Appreciate how assumptions regarding a situation are reflected by the model and be aware of the consequences that has for the interpretations of the results.

Assessment of Learning outcomes

The assessment occurs in the form of a 2 hour examination (counting for 80% of the final mark) as well as assessed coursework (which counts for the remaining 20%).

The first four examples classes provide support for solving exercises, including the assessed ones. The last examples class is reserved for marking assessed coursework. This consists of a number of exercises published at the start of term. Students have to be able to explain their solution to these.
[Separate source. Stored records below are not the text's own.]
PR #6932, opened 2020-12-03
Separate web socket connection handling from notifications

notbakaneko:
Decouples the web socket handling is decoupled from notifications handling.
The goal is to make the web socket worker more of a generic standalone interface for realtime messages that delegates message processing to other components, so that we don't have to cram everything into the websocket handler. 

`SocketWorker` manages the web socket connection and forwards any relevant events, while the notification worker parses and dispatches only notification-related events. The notification worker could be simpler if it didn't need to handle the whole `firstLoadedAt` thing which is there to handle events for notifications that haven't been loaded yet.

Other changes are:
- notification icons always show even if not connected to the web socket yet
- different message in widget if notifications haven't loaded yet, instead of "No notifications"
(it still does the `...` flashing from the component being remounted on navigation)


resources/assets/lib/chat-icon.tsx
```diff
@@ -49,7 +43,7 @@ export default class ChatIcon extends React.Component<Props> {
   }
 
   private unreadCountDisplay() {
-    if (this.props.worker.hasData) {
+    if (core.socketWorker.hasConnectedOnce) {
```
nanaya, line 46: this results in `...` turning into `0` before finally showing the correct number. Maybe it should still consult notification worker after all?

resources/assets/lib/notification-widget/main.tsx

Contribution to Programme Learning Outcomes

A1, A2, B1, D6.

Syllabus

Games and strategies


What is a game? Abstraction of the concept, describing games, extensive form. Playing a game: the notion of strategy, pay-off functions, matrix games.

Small games


Finite non-cooperative games, in particular 2-person games. Equilibrium points, the normal form of a game, usefulness of equilibria. Mixed strategies, the Minimax Theorem for matrix games. Finding equilibria; extended case study: is game theory useful?

Game models


The Prisoner's Dilemma, generalizations, real-world applications. Repeated games, computer tournaments - what does well in the real world? Indefinitely and infinitely repeated games.

Games and evolution


Ecological models; collective stability; territorial systems; noise, chance and automata; more biological games.

Medium games


The algorithmic point of view; the minimax algorithm; alpha-beta pruning.

Large games


Writing game playing programs; representing positions and moves; evaluation functions; alpha-beta search.

Reading List

There is no one book that covers the course material entirely. For this reason there will be a set of notes. At least browsing some of the literature listed here is highly recommended.

Core Text
Title: Game Theory
Author: A. Jones
ISBN:
Publisher: Horwood Publishing
Edition:
Mathematical introduction to Games. Only the first two chapters are relevant for this course.


Supplementary Text
Title: Kasparov versus Deep Blue: computer chess comes of age
Author: M. Newborn
ISBN:
Publisher: Springer
Edition:


Supplementary Text
Title: Compleat Strategyst
Author: J.D. Williams
ISBN:
Publisher: McGraw-Hill
Edition:
Entertaining, if slightly old-fashioned and limited, account of small matrix games.


Supplementary Text
Title: Metamagical Themas (Chapters 28 & 29)
Author: D.R. Hofstadter
ISBN:
Publisher: Basic Books
Edition:
Interesting columns on prisonrs' dilemma type games.


Supplementary Text
Title: Evolution of Cooperation
Author: R.Axelrod
ISBN: 0140124950
Publisher: Basic Books, Inc.
Edition:
A classic text on how the prisoners' dilemma game can be used to model the evolution of cooperation in a world of selfish individuals.


Supplementary Text
Title: Mathematics of Games of Strategy
Author: M.Dresher
ISBN: 048664216X
Publisher: Dover Publications Inc. Publications Inc.
Edition:
Year: 1982


Supplementary Text
Title: Games of Life
Author: K. Sigmund
ISBN:
Publisher: Penguin
Edition:
Nice account of using games to model the evolution of traits.


Supplementary Text
Title: Evolutionary Games and Population Dynamics
Author: J. Hofbauer and K. Sigmund
ISBN:
Publisher: Cambridge University Press
Edition:
More games modelling biological processes.